2

I'm not sure what the problem is with the code below. I read the documentations and all of them point to an approach similar to this one.

Here is a simple example that doesn't work. My expectation was a notice for the feature x1 since the distribution is very different between two datasets.

import numpy as np
import pandas as pd
import tensorflow_data_validation as tfdv

NUM_VALS_TRAIN = 10000

# -------- Today --------

df = pd.DataFrame({
    'x1': np.random.normal(4, 3, NUM_VALS_TRAIN),
    'x2': np.random.normal(-3, 4, NUM_VALS_TRAIN)})

stats_train_today = tfdv.generate_statistics_from_dataframe(df)

# -------- Yesterday --------

df = pd.DataFrame({
    'x1': np.random.normal(400, 300, NUM_VALS_TRAIN),
    'x2': np.random.normal(-3, 4, NUM_VALS_TRAIN)})

stats_train_yesterday = tfdv.generate_statistics_from_dataframe(df)

# -------- Validate --------

schema = tfdv.infer_schema(stats_train_yesterday)

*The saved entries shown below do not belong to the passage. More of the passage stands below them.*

PR #963, opened 2026-07-28
add config passthrough

Jason-Papa:
# Why
add Apple Pay request-config passthrough

### DIFF
--- a/packages/browser/lib/ui/ApplePay/index.ts
+++ b/packages/browser/lib/ui/ApplePay/index.ts
@@ -85,6 +85,16 @@ export type ApplePayButtonOptions = {
    * transaction) — this field has no effect on disbursement-type transactions.
    */
   shippingContact?: PaymentContact;
+  /**
+   * Opaque merchant data included on the Apple Pay request
+   * (ApplePayRequest.applicationData). Must be a Base64-encoded string.
+   */
+  applicationData?: string;
+  /**
+   * Restrict payments to cards issued in these ISO 3166 country codes
+   * (ApplePayRequest.supportedCountries).
+   */
+  supportedCountries?: string[];
   prepareTransaction?: () => Promise<{
     amount?: number;
     lineItems?: TransactionLineItem[];
@@ -183,6 +193,8 @@ export default class ApplePayButton {
         onCouponCodeChange: this.#options.onCouponCodeChange,
         billingContact: this.#options.billingContact,
         shippingContact: this.#options.shippingContact,
+        applicationData: this.#options.applicationData,
+        supportedCountries: this.#options.supportedCountries,
         prepareTransaction: this.#options.prepareTransaction,
         appleMerchantId: this.#options.appleMerchantId,
       });
--- a/packages/browser/lib/ui/ApplePay/utilities.ts
+++ b/packages/browser/lib/ui/ApplePay/utilities.ts
@@ -25,6 +25,14 @@ import {
 import ApplePayButton from ".";
 import { RecurringPaymentIntervalUnit } from "types/uiComponents";
 
+/**
+ * Probe ceiling for `ApplePaySession.supportsVersion()`.
+ *
+ * Keep in sync with the major version of `@types/applepayjs` — a unit test fails
+ * if that package moves ahead of this constant.
+ */
+export const APPLE_PAY_MAX_VERSION = 14;
+
 type BuildSessionOptions = {
   transaction: TransactionDetailsWithDomain;
   allowedCardNetworks?: ApplePayCardNetwork[];
@@ -49,6 +57,8 @@ type BuildSessionOptions = {
   onCouponCodeChange?: (couponCode: string) => Promise<CouponCodeChangeResult>;
   billingContact?: PaymentContact;
   shippingContact?: PaymentContact;
+  applicationData?: string;
+  supportedCountries?: string[];
   prepareTransaction?: () => Promise<{
     amount?: number;
     lineItems?: TransactionLineItem[];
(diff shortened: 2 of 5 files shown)


packages/browser/test/applePay.test.ts
```diff
@@ -676,6 +684,170 @@ describe("buildSession contact prefill", () => {
...
+        amount: { value: "0.80", currency: "USD" },
+        pending: true,
+      },
+    ]);
+  });
+
+  it("defaults Apple Pay version to 3 when ApplePaySession is unavailable", async () => {
+    await buildSession(applePay, { transaction });
+    expect(paymentMethodDataCalls[0].version).toBe(3);
+  });
```
ana-maksimovskikh, line 840: Only `buildSession`-level version check covers the fallback-to-3 case. 
Should we add another one that proves a *resolved, non-default* version actually propagates through `buildApplePayMethodData` for both the payment and disbursement paths?

It might silently break if those two method-data builders are ever refactored apart again.

```suggestion
  });

  it("propagates a resolved non-default version to payment and disbursement method data", async () => {
    const originalApplePaySession = (
      globalThis as unknown as { ApplePaySession?: unknown }
    ).ApplePaySession;
    (globalThis as unknown as { ApplePaySession: unknown }).ApplePaySession = {
      supportsVersion: (version: number) => version <= 9,
    };

    try {
      await buildSession(applePay, { transaction });
      expect(paymentMethodDataCalls[0].version).toBe(9);

      paymentMethodDataCalls.length = 0;

      await buildSession(applePay, { transaction: disbursementTransaction });
      expect(paymentMethodDataCalls[0].version).toBe(9);
    } finally {
      if (originalApplePaySession === undefined) {
        delete (globalThis as unknown as { ApplePaySession?: unknown })
          .ApplePaySession;
      } else {
        (globalThis as unknown as { ApplePaySession: unknown }).ApplePaySession =
          originalApplePaySession;
      }
    }
  });
```

packages/browser/test/applePay.test.ts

tfdv.get_feature(schema, 'x1').drift_comparator.infinity_norm.threshold = 0.01

anomalies = tfdv.validate_statistics(statistics=stats_train_today,
                                     schema=schema,
                                     previous_statistics=stats_train_yesterday)

tfdv.display_anomalies(anomalies)

The result is always No anomalies found.

What is wrong with this code?

(Using tfx==0.24.1)

John Tartu
  • 41
  • 2

2 Answers2

0

Okay, I found this at https://github.com/tensorflow/data-validation/blob/master/RELEASE.md

"Add support for detecting drift and distribution skew in numeric features"

Turns out it is not implemented yet.

John Tartu
  • 41
  • 2
  • please check the below links for implementation of js diveregence - https://www.tensorflow.org/tfx/data_validation/get_started https://cloud.google.com/blog/topics/developers-practitioners/event-triggered-detection-data-drift-ml-workflows also, below snippet is used for the same, tfdv.get_feature(schema1, 'duration').drift_comparator.jensen_shannon_divergence.threshold = 0.01 –  Jun 25 '21 at 14:04
0

Jenson Shannon is for numerical features, and infinity norm is for categorical. It seems you have used infinity norm for numerical features, which will obviously not work. Check Drift Detection which says:

"Drift detection is supported between consecutive spans of data (i.e., between span N and span N+1), such as between different days of training data. We express drift in terms of L-infinity distance for categorical features and approximate Jensen-Shannon divergence for numeric features. You can set the threshold distance so that you receive warnings when the drift is higher than is acceptable. Setting the correct distance is typically an iterative process requiring domain knowledge and experimentation."